WHAT THE TASK ASKS: Copy out all the lines of the data that hold the word "bounds".

SUPPLIED MATERIAL:
· · · · ·

PR #497, opened 2017-02-22
Use empty rect if bounds are null, avoiding NPE

emilsjolander:
The bounds passed to `setHighlightedViewImpl` is `@Nullable` but not the bounds declared in `HighlightOverlays.highlightView`. This commit makes sure `HighlightOverlays.highlightView` is always passed a non-null `Rect`.


rickbrew:
👍

PR #499, opened 2017-02-23
Made URLConnectionInspectorHeaders case insensitive

mariotaku:
URLConnection back by earlier versions of OkHttp (1.5.x) has all lowercased header names, this PR fixed empty Content-Type issue.


jasta:
Good catch, case sensitive comparison is just wrong for headers anyway (and it's not how the OkHttp version of the same method works so even better that they're now consistent)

· · · · ·

SOLUTION TO THE PROBLEM:
Use empty rect if bounds are null, avoiding NPE
The bounds passed to `setHighlightedViewImpl` is `@Nullable` but not the bounds declared in `HighlightOverlays.highlightView`. This commit makes sure `HighlightOverlays.highlightView` is always passed a non-null `Rect`.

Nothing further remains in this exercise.